LAWRENCE, Kan. — Of all the ugly aspects in the end-of-game brawl between Kansas and Kansas State basketball players Tuesday at Allen Fieldhouse, arguably the most disturbing facet flew somewhat under the radar.
But Bill Self noticed.
“It happened in handicapped seating,” said Self, speaking after the No. 3-ranked Jayhawks’ 81-60 victory over the Wildcats. “If you’re going to do something, at least take it on the court or whatever. It’s ridiculous that they would go into the stands.”
Ridiculous could very well be the word of the evening.
Punishments are expected to be handed down Wednesday to the players involved in the melee, which occurred in the final seconds of the Sunflower Showdown tilt. Both Self and K-State counterpart Bruce Weber were unable to give a full evaluation of what happened Tuesday — the head coaches were in the postgame handshake line when the incident was sparked — but both indicated that their own program shares blame for what happened.
Here’s what is known to have unfolded, pieced together through both ESPN’s broadcast of the game, additional footage released by the network after the skirmish and clips posted to social media by journalists sitting behind the basket, where the fight originated.
With three seconds left in the blowout, K-State’s DaJuan Gordon stole the ball from KU’s Silvio De Sousa just past midcourt. De Sousa, however, was able to chase Gordon down and block his shot from behind. But the Jayhawk junior forward was unable to leave well enough alone — De Sousa hovered over the now-downed Gordon for several seconds.
MELEE BREAKS OUT:Wild brawl erupts at end of Kansas-Kansas State rivalry game
That’s when Wildcat freshman forward Antonio Gordon flew into the picture, shoving De Sousa backward and away from the freshman guard Gordon. Other shoves were exchanged while some players and assistant coaches attempted to play peacekeeper — both teams had reserves in the game at that point, though each bench cleared and all of those players were subsequently ejected.
De Sousa appears to escalate the physicality, throwing the brawl’s first punch in the direction of Wildcat junior guard David Sloan. K-State redshirt junior forward James Love, inactive and wearing street clothes, engages with De Sousa, and the two appear to throw punches at one another. De Sousa then picks up a metal stool and holds it over his head before dropping it. De Sousa is finally corralled by Self and Jayhawk assistant coaches, the approximately 35-second brouhaha settling down.
KU’s Marcus Garrett and David McCormack rush to a downed Love near the end of the mayhem, though it’s unclear if the pair engaged with Love physically.
Both teams left the court through opposite tunnels, but officials forced them to return — it was determined De Sousa’s block went out of bounds with one second left, and the Luanda, Angola, native was assessed a technical foul for taunting. K-State’s Pierson McAtee converted 1 of 2 tries from the free-throw line to give the game its final score.

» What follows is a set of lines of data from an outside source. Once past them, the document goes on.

PR #2664, opened 2024-07-16
feat: Improve chat tab switching hotkeys [skip ci]

girlbossdev:
Adds Ctrl+[1-9] hotkeys for switching chat tabs and changes the Shift+Tab hotkey to Ctrl+Tab instead, which is the same as most other software and also allows for Ctrl+Shift+Tab to cycle tabs backwards.

I've also added a setting to change the latter back since this seems to be a personal preference, though I've made it off by default because in my opinion it's a bit unintuitive. (I had no idea this was already implemented until I looked at the source code)

### DIFF
--- a/common/src/main/java/com/wynntils/features/chat/ChatTabsFeature.java
+++ b/common/src/main/java/com/wynntils/features/chat/ChatTabsFeature.java
@@ -50,6 +50,9 @@ public class ChatTabsFeature extends Feature {
             new ChatTab("Private", false, "/r  ", Sets.newHashSet(RecipientType.PRIVATE), null),
             new ChatTab("Shout", false, null, Sets.newHashSet(RecipientType.SHOUT), null))));
 
+    @Persisted(i18nKey = "feature.wynntils.chatTabs.oldTabHotkey")
+    public final Config<Boolean> oldTabHotkey = new Config<>(false);
+
     // We do this here, and not in Services.ChatTab to not introduce a feature-model dependency.
     @SubscribeEvent(priority = EventPriority.LOWEST)
     public void onChatReceived(ChatMessageReceivedEvent event) {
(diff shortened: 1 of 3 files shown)


kristofbolyai:
So with shift tab, you get to cycle forward? I feel like that can be weird to get used to, as it cycled backwards in legacy.

Can you target the development branch? We've temporarily frozen development on main, so we can get the 2.1 beta and 1.21 versions ready.

common/src/main/java/com/wynntils/features/chat/ChatTabsFeature.java
```diff
@@ -125,13 +128,38 @@ public void onScreenRender(ScreenRenderEvent event) {
...
+        }
+
+        if (keyCode >= GLFW.GLFW_KEY_1 && keyCode <= GLFW.GLFW_KEY_9) {
+            ChatTab newTab = Services.ChatTab.getTab(keyCode - GLFW.GLFW_KEY_1);
+            if (newTab != null) {
+                Services.ChatTab.setFocusedTab(newTab);
+            }
+            event.setCanceled(true);
+            return;
+        }
```
kristofbolyai: I can't see where this checks for CTRL being held down. In it's current form, it works by pressing the numbers only. Do I miss something?

common/src/main/java/com/wynntils/features/chat/ChatTabsFeature.java
```diff
@@ -125,13 +128,38 @@ public void onScreenRender(ScreenRenderEvent event) {
...
+                    reverse = true;
+                }
+            }
+
+            if (KeyboardUtils.isControlDown() && !oldTabHotkey.get()) {
+                int newTab = reverse ? Services.ChatTab.getLastFocusedTab() : Services.ChatTab.getNextFocusedTab();
+                Services.ChatTab.setFocusedTab(newTab);
+                event.setCanceled(true);
+                return;
+            }
```
kristofbolyai: I think this could be simplified a bit, so the logic is more easily readable.

```
let newTab = -1;
if (oldTabHotkey) {
   if (shiftDown) {
      newTab = nextTab;
   }
} else {
   if (controlDown) {
      newTab = shiftDown ? lastTab : nextTab;   
   }
}

if (newTab == -1) return;

setFocusedTab + event.cancel
```

What do you think?

common/src/main/java/com/wynntils/features/chat/ChatTabsFeature.java
girlbossdev: Well that's embarrassing, somehow I didn't notice I managed to miss this until now

common/src/main/java/com/wynntils/features/chat/ChatTabsFeature.java
girlbossdev: That's better, I thought it was pretty ugly myself but I was out of ideas

girlbossdev:
> So with shift tab, you get to cycle forward? I feel like that can be weird to get used to, as it cycled backwards in legacy.

Well, this is just the current behavior. Unless I'm missing something here, I didn't mess with it.

Also, I must've gotten confused because I just noticed that the PR I mentioned introduces the same behavior I did and that it got reverted later on rather than changing it to what it currently is, so I've edited my comment now to make more sense.

common/src/main/java/com/wynntils/features/chat/ChatTabsFeature.java
```diff
@@ -50,6 +50,9 @@ public class ChatTabsFeature extends Feature {
             new ChatTab("Private", false, "/r  ", Sets.newHashSet(RecipientType.PRIVATE), null),
             new ChatTab("Shout", false, null, Sets.newHashSet(RecipientType.SHOUT), null))));
 
+    @Persisted(i18nKey = "feature.wynntils.chatTabs.oldTabHotkey")
```
kristofbolyai:
```suggestion
    @Persisted
```

No need to specify the key, unless you want something different from the default key.

common/src/main/java/com/wynntils/services/chat/ChatTabService.java
```diff
@@ -81,6 +81,12 @@ public int getNextFocusedTab() {
         return (getTabIndex(getFocusedTab()) + 1) % getTabCount();
     }
 
+    public int getLastFocusedTab() {
```
kristofbolyai: Last is not the "opposite of" _next_. Maybe `getPreviousFocusedTab`?

common/src/main/java/com/wynntils/services/chat/ChatTabService.java
```diff
@@ -81,6 +81,12 @@ public int getNextFocusedTab() {
...
+        int tabCount = getTabCount();
+        int lastTab = getTabIndex(getFocusedTab()) - 1;
+        return lastTab == -1 ? tabCount - 1 : lastTab;
```
kristofbolyai:
```suggestion
    int tabIndex = getTabIndex(getFocusedTab());
    return (tabIndex - 1 + getTabCount()) % getTabCount();
```

I think this expresses the edge-case where only 1 tab is in the list better (and since you are already changing the name, this is not a "hassle").

kristofbolyai (approved):
Really close now, I have 2 minor change requests just for code consistency :tada:

common/src/main/java/com/wynntils/services/chat/ChatTabService.java
girlbossdev: Sounds better to me too, yeah

kristofbolyai (approved):
Thanks :)

PR #2665, opened 2024-07-19
fix: Fix everything lootrun related for 2.1

kristofbolyai:
Brings back lootrun and beacon model to 2.0 behavior. Beacon model is slightly too integrated with lootruns to my liking, but it was basically like this previously.


ryanzhoudev (approved):

common/src/main/java/com/wynntils/models/lootrun/LootrunModel.java
```diff
@@ -398,7 +398,7 @@ public void onLootrunCompleted(LootrunFinishedEvent.Completed event) {
     @SubscribeEvent
     public void onWorldStateChanged(WorldStateEvent event) {
         // The world state event is sometimes late compared to lootrun events (beacons, scoreboard)
-        // Reseting once when leaving the class is enough
+        // Resting once when leaving the class is enough
```
magicus, line 401: Should maybe have been "Resetting"?

kristofbolyai: Yep, I didn't see that😅

PR #2676, opened 2024-07-27
fix: Fix SpellCastVignetteFeature bugging out when a spell's mana cost is 0 [skip ci]

kristofbolyai:


magicus:
Just curious, when can the mana cost be 0? Does that mean you can just spam the spell without end?

kristofbolyai:
> Just curious, when can the mana cost be 0? Does that mean you can just spam the spell without end?

The ability tree has options for 0 mana cost spells, they usually either require spell cycling (basically, cast 3 spells, get the 4th for free 😅, or special cases, like, spend health instead of mana, if you are out).

PR #2681, opened 2024-07-27
fix: Fix activity parsing (by changing CustomColor#fromInt alpha behavior)

kristofbolyai:


fabric/src/test/java/TestCustomColor.java
```diff
@@ -90,4 +90,26 @@ public void customColor_fromRGBWorks() {
...
+        CustomColor result = CustomColor.fromInt(color);
+
+        Assertions.assertEquals(expected, result, "CustomColor#fromInt() did not return the expected value");
+    }
+
+    @Test
+    public void customColor_fromIntWithAlphaWorks() {
+        final int color = 0xcc00aabb;
+
+        final CustomColor expected = new CustomColor(0, 170, 187, 204);
```
magicus, line 109: Why is the expected alpha value 0 and not 0xcc?

kristofbolyai: The alpha is the 4th int in the constructor, while the int is in 0xaarrggbb format. So 0xCC = 204

magicus: Ah, I see. Thanks!

I just assumed it was the first... Having the hard-coded values in hex instead of decimal might have made it easier to read; but I'm not going to request a separate change for that.

kristofbolyai: The tests are for testing integer to color conversion, if anything, writing the expected result in hex could be better, although hex is #rgba, so it's still not the 0xargb format.

PR #2687, opened 2024-07-28
feat: Add better support for confirmationless dialogues

kristofbolyai:
This PR should make non-standard NPC messages be parsed in confirmationless dialogues, which should provide a better overall dialogue support, with less flickering, and better translations.

This PR was tested with two quests, namely _Hollow Serenity_ and _Hero of Gavel_. Both of these quests have a wide variety of dialogues, and from my testing, there are no regressions. Hollow Serenity has some specific issues with selection dialogues with some NPCs, however they are not regressions of this PR, so no change was made to better support them.

Reviewing this PR is hard, as the dialogue system is complex with many edge-cases, so finding faults in logic is basically impossible. For this reason, I ask that reviewers try the new parsing, and let me know about their findings. Obviously, we can't test everything, so if we only look at a few quests, but we don't find any _new_ issues, then we may very well release this to the public.

### DIFF
--- a/common/src/main/java/com/wynntils/handlers/chat/ChatHandler.java
+++ b/common/src/main/java/com/wynntils/handlers/chat/ChatHandler.java
@@ -94,7 +94,8 @@ public final class ChatHandler extends Handler {
     private String oneBeforeLastRealChat = null;
 
     private long lastSlowdownApplied = 0;
-    private List<StyledText> lastScreenNpcDialog = List.of();
+    private List<StyledText> lastScreenNpcDialogue = List.of();
+    private StyledText lastConfirmationlessDialogue = null;
     private List<StyledText> delayedDialogue;
     private NpcDialogueType delayedType;
     private long chatScreenTicks = 0;
@@ -108,7 +109,8 @@ public final class ChatHandler extends Handler {
         lastRealChat = null;
         oneBeforeLastRealChat = null;
         lastSlowdownApplied = 0;
-        lastScreenNpcDialog = List.of();
+        lastScreenNpcDialogue = List.of();
+        lastConfirmationlessDialogue = null;
         delayedDialogue = null;
         delayedType = NpcDialogueType.NONE;
     }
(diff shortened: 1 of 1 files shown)


ShadowCat117 (approved):

common/src/main/java/com/wynntils/handlers/chat/ChatHandler.java
```diff
@@ -282,6 +331,16 @@ private void processNewLines(LinkedList<StyledText> newLines) {
             // This is an NPC dialogue screen.
             // First remove the "Press SHIFT/Select an option to continue" trailer.
             newLines.removeFirst();
+
+            // If this happens, the "Press SHIFT/Select an option to continue" got appended to the last dialogue
+            // NOTE: Currently, we do nothing in this case, as it seems to work without any issues
```
magicus, line 336: Did you encounter any situation where a confirmationless dialogue was turned into a confirmation-requiring one?

kristofbolyai: Yes, multiple ones.

magicus: Interesting. Do you remember any specific situation (a quest or some other instance)? I never noticed this, but maybe it is a new thing in Wynncraft as well. Or I just did not look around in enough places...

kristofbolyai: [Kooha-2024-07-28-10-43-39.webm](https://github.com/user-attachments/assets/186c2dbe-dfd9-4c37-9aba-8dc78d0401ef)

I only have a video of these special confirmationless dialogues, that are basically time or distance based. `Hero of Gavel` has quite a few dialogues that are regular NPC dialogues, they start out as confirmationless, and they turn out to be SHIFT to continue (with a time based auto-continue in most cases).

magicus: I need to go and check that in play myself. I wonder if I have a character with enough levels that have not done Hero of Gavel...

kristofbolyai: Iirc Hollow Serinity has them tok and it's way less levels (but Hero of Gavel is much better for testing). Hollow Serentiy however has NPCs with special selection dialogues that are still broken :)

magicus: So basically what you are saying is that if/when I get the time to work with the dialogue system again, I should replay Hollow Serenity and fix so it works, and then I also get the chance to check out these transmogrifying dialogues. :) I'll bear that in mind.

PR #2688, opened 2024-08-01
fix: Fix character ID parsing for 2.1

ShadowCat117:
image
image


kristofbolyai (approved):
Thank you! I assume this is now live on beta, so this is not theoretical only. If so, please merge this :)

ShadowCat117:
Yup, tried it on all the available servers on the beta so seems to be fully live

PR #2692, opened 2024-08-03
fix: Don't spam tracker update sound when tracking world events [skip ci]

ShadowCat117:


kristofbolyai (approved):

magicus:
I have not played on the beta, but do we need some kind of countdown timer to these world events? Maybe it would be nice to have an audio cue when there is like 5 min, 1 min and 15 seconds left?

ShadowCat117:
> I have not played on the beta, but do we need some kind of countdown timer to these world events? Maybe it would be nice to have an audio cue when there is like 5 min, 1 min and 15 seconds left?

When tracked, the name of the event is like "Prelude to Annihilation (5m left)" so that displays a countdown. I think(?) it also sends chat messages as the timer gets lower

PR #2693, opened 2024-08-03
fix: Fix player nametags rendering incorrectly [skip ci]

ShadowCat117:
Current 
image
Fixed
 image-1


kristofbolyai:
Just to verify, should(n't) the first one also be negative? You can confirm it by looking at the original nametag rendering source code. Don't waste too much time on it though; if you can't find it, I think I remember where I can.

ShadowCat117:
It was removed in the 1.21 port https://github.com/Wynntils/Artemis/commit/b12ee1563b382fc73e4d71da1e3997de4c8c4584

kristofbolyai (approved):
Should work fine then :)

PR #2701, opened 2024-08-05
feat: Add MappingProgressFeature (for development purposes) [skip ci]

kristofbolyai:


magicus:
Ooooh! ✨

ShadowCat117:
This could probably be reworked into the hiding unexplored areas feature that's been highly requested

kristofbolyai:
> Ooooh! ✨ 

I've not added a picture for the PR, but here is one from discord (after I mapped everything for the next patch). image

kristofbolyai:
> This could probably be reworked into the hiding unexplored areas feature that's been highly requested

I believe mapdata bounding shapes, aka. mapareas should be used for those. After 1.21/2.1 is done, we should continue work on Mapdata.

magicus:
> I believe mapdata bounding shapes, aka. mapareas should be used for those. 

Well, yes and no. I agree that we should expose the "discovered area" information using the mapdata system, but theMapAreas are utterly untested and are currently mostly a sketch, rather than a working implementation. As I imagined them, I though of something like generalized territories, basically polygons with a limited number of edges (4 in the common case of rectangles). Maybe a bit more in e.g. the seaskipper destination maps, to have target shapes that somewhat better match the island shapes than pure rectangles.

The data you collect here is more "pixel-like" than "vector-like". Converting that to an enclosing polygon seems computationally intensively and possible pointless. Maybe we need a fourth option, like "MapMesh" or whatever, that is more like a bitmask of included/excluded cells.

PR #2703, opened 2024-08-05
feat: Add ModMenu support for Fabric and configuration screen for NeoForge [skip ci]

ShadowCat117:


fabric/build.gradle
```diff
@@ -25,11 +25,19 @@ repositories {
...
+        url "https://maven.terraformersmc.com/"
+    }
 }
 
 dependencies {
     modImplementation "net.fabricmc:fabric-loader:${fabric_loader_version}"
     include(modImplementation(fabricApi.module("fabric-resource-loader-v0", fabric_version)))
+    include(modImplementation(fabricApi.module("fabric-screen-api-v1", fabric_version)))
+    include(modImplementation(fabricApi.module("fabric-key-binding-api-v1", fabric_version)))
+    include(modImplementation(fabricApi.module("fabric-lifecycle-events-v1", fabric_version)))
```
kristofbolyai: Are these actually needed? From what I understand, modmenu is optional. _If modmenu is present_, then these become dependencies of modmenu, not us.

magicus: I think you are correct. All that is needed for ModMenu is to provide a proper implementation of its `ModMenuApi` class.

common/src/main/java/com/wynntils/screens/settings/WynntilsBookSettingsScreen.java
```diff
@@ -255,6 +259,7 @@ protected void doInit() {
 
     @Override
     public void doRender(GuiGraphics guiGraphics, int mouseX, int mouseY, float partialTick) {
+        this.renderBackground(guiGraphics, mouseX, mouseY, partialTick);
```
magicus: Why is this change necessary?

ShadowCat117: Otherwise, the modmenu background is still visible and creates some visual issues. Can't call the super render method either as that also causes issues so just need the background

kristofbolyai: What if we override renderBackground so it only renders a background if "McUtils.mc().level" is null?

ShadowCat117: https://github.com/Wynntils/Artemis/pull/2703/commits/5223418af691789fb205d36553bf12fe177f1d57 Like this?

kristofbolyai (approved):

common/src/main/java/com/wynntils/screens/settings/WynntilsBookSettingsScreen.java
kristofbolyai: Yes

PR #2705, opened 2024-08-06
feat(major): Release Wynntils 2.0 (Wynncraft 2.1 + MC 1.21 - Fabric/NeoForge)

kristofbolyai:
This should not be merged before Wynncraft goes down for maintenance on August 10th.


magicus:
Should not the PR title be `feat!: ....`? From the user PoV, this is where all the goodies are coming in; chore is supposed to be behind-the-scenes work...

kristofbolyai:
It's a chore! so it's a major bump (because we bump MC version), while feat! is only a minor bump.

magicus:
Wait... do `chore!` imply major bump? How/when did we decide that was a good idea? 🤔

kristofbolyai:
> Wait... do `chore!` imply major bump? How/when did we decide that was a good idea? 🤔 

It's either chore! or chore(bump-mc). It can really be anything in the commit, but when I was reworking CI versioning, I opted to use this.

magicus:
Can we change that to e.g. `feat!!` before we release 2.0? I'd hate it for our changelog for 2.0 to go out as a "chore" to end users...

magicus:
Or will we concatenate all individual commits that make up this PR when creating the changelog, so the "version bump" itself just becomes a minor item on the list? If so, a `chore` is okay.

kristofbolyai:
I can change the system, I think.

PR #2709, opened 2024-08-08
feat: Localize Wynntils to 13 languages using GPT4-o (hu, nl, pl, es, fr, de, it, pt, ru, ja, ko, zh_CN, zh_TW)

kristofbolyai:
This PR also does changes font rendering, replacing scissor testing with stencil masks, as stencils work way better, and are PoseStack compatible.

The language files had slight modifications done. Mainly, `Á` was replaced with an alternative Unicode character (as currently, in the Wynn texture pack, this font is a big black box).


common/src/main/resources/assets/wynntils/lang/de_de.json
```diff
@@ -1,47 +1,2655 @@
...
+  "core.wynntils.category.commands": "Befehle",
+  "core.wynntils.category.debug": "Debuggen",
+  "core.wynntils.category.embellishments": "Verzierungen",
   "core.wynntils.category.inventory": "Inventar",
   "core.wynntils.category.map": "Karte",
   "core.wynntils.category.overlays": "Overlays",
   "core.wynntils.category.players": "Spieler",
-  "core.wynntils.category.redirects": "Umleitungen von Spielbenachrichtigungen",
-  "core.wynntils.category.tooltips": "Gegenstand Tooltips",
+  "core.wynntils.category.redirects": "Spielbenachrichtigungs-Weiterleitungen",
```
magicus, line 65: I'm not sure GPT does this better than a human translator. Look at this example, for instance.

magicus:
I think you pushed this very fast, without discussion. :-( I have been objecting to machine translation before. 

I agree that it is reasonable to assume that GPT4 might do a better job than previous machine translation services, but I still would like a better assessment on the quality of the translations. Especially when it replaces a human-made translation, but also when adding new translations -- I don't know about you, but I've encountered way to many bad translations to Swedish where the quality is so inferior that it would have been better not even to pretend it was translated.

kristofbolyai:
We did discuss this on Discord for a day or two, we did some refinements to the GPT prompt. We've also looked into our own languages, hungarian for me, dutch for Chromium and we found it reasonable.

I'd also like to think that anyone, with a decent enough English knowledge (and will to learn) opts for the English locale in-game. This is mostly for those specific users, who are having a really hard time with english (like russians, japanese, chinese and polish people, we generally get the most amount of requests from them).

magicus:
Can you add a Swedish translation as well, so I can check it?

kristofbolyai:
> Can you add a Swedish translation as well, so I can check it?

I don't have enough credit left at the moment :sweat:. The cost is not really high, the 13 languages here was around 7-8 dollars (not counting the bad attempts before we got a stable system working). I'll likely consult Scyu to open up an "official" Wynntils Org in OpenAI, and we can use that from now on (even for NPC dialogue translations, at some point). I'll get back to you!

PR #191, opened 2020-10-11
Cavity with beam loading

carmignani:
Hello,
I wrote this pass method in 2016 and I updated it a few times. I put it in the repository because other people (@lcarver) are interested on it.
I use the matlab function [mxGetComplexDoubles](https://www.mathworks.com/help/matlab/apiref/mxgetcomplexdoubles.html), calling it with the function atGetComplexArray, to get a complex field (BeamVoltage). It works in matlab, but I have no idea of the similar function in python, so the pass method does not work in pyAT at the moment.
@willrogers or @lfarv maybe can help me to have a version working also in pyAT.


lfarv:
@carmignani : I implemented the access to complex attributes in python.
But I have a few questions on this integrator:
- Can you give a simple example to test the integrator ?
- To allow `atradoff` to turnoff the cavity, it would be better to rename the integrator to `RFBeamLoadingCavityPass` since `atradoff` looks for *CavityPass at the end of the passmethod name to turn the element into `IdentityPass` or `DriftPass`,
- It looks like the passmethod modifies the `VoltageBeam` attribute. This is forbidden in Matlab (a function cannot modify its arguments), and it will probably fail in python. Is this desired, and is there another way to achieve the result ?

carmignani:
Hello Laurent,
I will give a simple example for the integrator.
Ok for the change of name.
It is not really needed to change the VoltageBeam field of the element in the matlab/python memory, but it was convenient to have its value at the end of the simulation. It's a trick to be able to split the simulation and restart it from the exact VoltageBeam needed at that turn.
I did not do many tests with the mxGetComplexDoubles function, because when I did the real simulations I was using the old matlab functions mxGetPr and mxGetPi, but I think this trick works with matlab.
If you think it is better to remove this feature, we can decide to pass the value of VoltageBeam and not the pointer as it is done now.

lfarv:
After many trials, I discovered that though the `complex.h` header is available in Microsoft Visual C,  [the standard arithmetic operators are not defined on complex types](https://docs.microsoft.com/en-us/cpp/c-runtime-library/complex-math-support?view=msvc-160). Unless we rewrite the code to avoid complex numbers or switch to C++, we have to skip this integrator on Windows.

swhite2401:
I close this one, it is integrated in #516

PR #192, opened 2020-11-19
Rebuilt Matlab tests

lfarv:
Matlab tests are much faster by trying to connect to an existing shared Matlab session:
- if there is on the local machine a running Matlab session shared with the identifier "pytest", the connection is immediate and the tests take a few seconds,
- if there is no such Matlab session, pytest will start a new Matlab process as before.

The pre-existing Matlab session must be of the same version as the one started by the Matlab engine for python. `pytest` will not change the Matlab path of an existing session, so the Matlab user is responsible for setting the Matlab path to the one being tested before running the test.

In a news release, KU athletic director Jeff Long called the conduct of a handful of Jayhawk student athletes “simply unacceptable and not reflective of who we are.”
“There is no place for this conduct in college athletics or here at KU,” Long said. “I would like to apologize to the Big 12 Conference, Kansas State University, (athletic director) Gene Taylor, Bruce Weber and all fans for the lack of sportsmanship from members of our team this evening.”
Self called his players’ roles in the incident “an embarrassment.”
“This doesn’t have anything to do with competition,” Self said. “Those were selfish motives on why that took place at the end.”
Weber shouldered a degree of blame for the incident, though he said DaJuan Gordon and the rest of the Wildcats were told not to press in the final moments with the outcome long determined. Self cited “multiple issues with K-State on this front” — an end-of-game dunk by KU’s Brannen Greene during the 2015-16 season in a lopsided KU victory; an end-of-game dunk by Barry Brown last season in a lopsided K-State victory — but didn’t mention any prior moment by name.
This situation is “a little different,” Self observed, as it was the losing team that attempted the meaningless buzzer-beater.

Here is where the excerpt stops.